Dr Weranja Ranasinghe
Urologic-oncology surgeon, Monash Health
Utilising a pro-inflammatory gene signature and immune cell markers to identify non-muscle invasive bladder cancer patients at high risk of intravesical BCG failure.
Almost 80% of patients who are newly diagnosed with bladder cancers have tumours limited to the superficial layers of the bladder. The more aggressive forms of these superficial bladder cancers are commonly treated with an immunotherapy medication called BCG which is put into the bladder. This medication, an inactivated bacterium resembling tuberculosis (BCG), has been used effectively for decades, reducing the likelihood of bladder cancer coming back or spreading outside the bladder. However, 30-45% of patients, this BCG treatment will fail with the cancer progressing into deeper layers or spreading outside the bladder despite treatment. If the cancer progresses to the bladder muscle despite BCG, even curative treatments such as removal of the bladder result in poor outcomes. Therefore, it is vital to identify patients who will not respond to BCG treatment early. BCG works by activating our immune system to target cancer cells in the bladder. Studies suggest that recruiting more immune cells in the cancer environment can benefit patients receiving BCG treatment.
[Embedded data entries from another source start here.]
PR #697, opened 2026-07-13
refactor(sim): deduplicate FP param const eval into helper

nogate-ai:
Follow-up to #694: the FP param emission logic was duplicated in two places (package/module header and module class header). This refactors it into eval_param_const_value helper, addressing the tech debt noted in #694 review.

- Extracts FP and int param evaluation into single helper
- Handles both FP32/BF16 via f64_to_fp32/bf16_bits
- Used in both emission sites

Verified: cargo test PASS, Bf16ToFixed both sims PASS


nogate-ai:
Superseded by #700 which includes helper refactor

PR #698, opened 2026-07-13
fix/fp param helper2

nogate-ai:
- **fix(fp): wire FP types not recognized in SV codegen**
- **refactor(sim): deduplicate FP param const eval into helper**


nogate-ai:
Superseded by #700

PR #699, opened 2026-07-13
refactor(sim): deduplicate FP param const eval into helper

nogate-ai:
Follow-up to #693 and #694: duplicated FP param emission logic.

- Extract eval_param_const_value() helper
- Fix type_bits_te_with_params BF16 width and param_float_fmt FSM handling
- Addresses review feedback from #694


nogate-ai:
Superseded by #700

PR #701, opened 2026-07-13
perf(sim): eval() delegates comb settling to self-settling eval_comb(); fix settle_depth undercount it exposed

nogate-ai:
## What

Follow-up to the non-blocking perf note on #691: for modules with sub-instances, `eval()` ran its own settle loop calling the (now self-settling) `eval_comb()` once per pass — O(settle_depth²) comb evaluations of the same module per `eval()`, compounding through instantiation depth.

`eval()` now delegates entirely, matching the no-inst path:

```cpp
eval_comb();      // self-settling: inst chain + parent comb, settle_depth passes
eval_posedge();   // edge detect + parent regs + child posedges (unchanged)
eval_comb();      // post-posedge re-settle
```

The duplicated inst input-mirroring / output-reading chains in `eval()` are deleted (~880 lines of emitter code). `eval_comb()`'s chain is the single canonical copy, and it now:
- iterates in the topological `inst_eval_order` the settle analysis assumes (was source order — previously only safe because `eval()`'s topo-ordered loop ran too), and
- carries the `--check-uninit` vinit marking that previously existed only in `eval()`'s copy.

## The undercount the O(d²) loop was hiding

The review premise that the double loop was *correctness-neutral* turned out to be false. `comb_graph::analyze_module` undercounted `settle_depth` by one pass for an inst output consumed through an intermediate produced by a **later-in-source** comb block — exactly the lock lowering's pack/unpack bridge: the thread comb reads `_grant_i`, which the bridge block unpacks from the arbiter's `grant_packed` *after* the thread comb runs. The chain

```
state ─▸ req_i ─▸ req_packed ─▸ arbiter ─▸ grant_packed ─▸ grant_i ─▸ busy
        (pass p)  (tail of p)   (pass p+1)                (tail p+1)  (pass p+2)
```

needs **3** passes; the analysis said 2. The old d×d = 4 effective passes masked it. With delegation alone, `busy` lagged one cycle vs baseline — the exact grant-lag infidelity #691 fixed. `settle_depth` is now 3 (acyclic with parent comb intermediates) / 4 (cyclic with intermediates), with the per-pass model documented at step 6, and the pinned unit test updated.

Internal-only change: no user-facing syntax/semantics touched; generated sim behavior is trace-identical (below).

## Verification

- `cargo test --release --no-fail-fast`: all suites green — 736/736 integration (incl. `mutex_release_rr/pri`, `mutex_hold_preempt_*`, `axi_read_beat_interleave`, thread-sim-both cross-checks). The 2 `formal_test` Lean failures are the known pre-existing environment issue (fail identically on base commit f08827f).
- `--debug` trace diff, freshly built base (f08827f) vs this branch, over all 16 `arch_sim_manifest` entries + the four mutex fixtures + `ThreadAxiReadBeatInterleave`: **byte-identical traces**. (One manifest entry, `axi_dma_tlm__TlmMm2sBurstVec`, fails identically on both binaries — pre-existing `--debug` codegen bug for wide TLM ports, unrelated.)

However, in patients who have an exaggerated inflammatory response with a large number of immune cells present before BCG treatment, it can cause exhaustion of these immune cells rendering these cells dysfunctional and unable to mount a response when BCG is administered.
This study aims to utilise genetic pro-inflammatory gene markers and immunostaining to help identify which patients will not respond to BCG treatment. This will enable better selection of patients for this treatment and allow for future research to develop other therapies for bladder cancer.
Professor Shomik Sengupta
Professor of Surgery and Deputy Head of School at the Eastern Health Clinical School, Monash University & consultant urologist & Uro-Oncology lead at the Department of Urology, Eastern Health.
Non-muscle invasive bladder cancer registry
Bladder cancer is a common condition. Reliable sources of information on bladder cancer treatment and outcomes in Australian patients are not limited. This proposal is to develop a platform for collecting information on patients diagnosed and treated for bladder cancer. The main aim will be to utilise the information to improve treatment in the future. The platform would also allow us to plan and run some studies to compare and assess different ways of treating bladder cancer.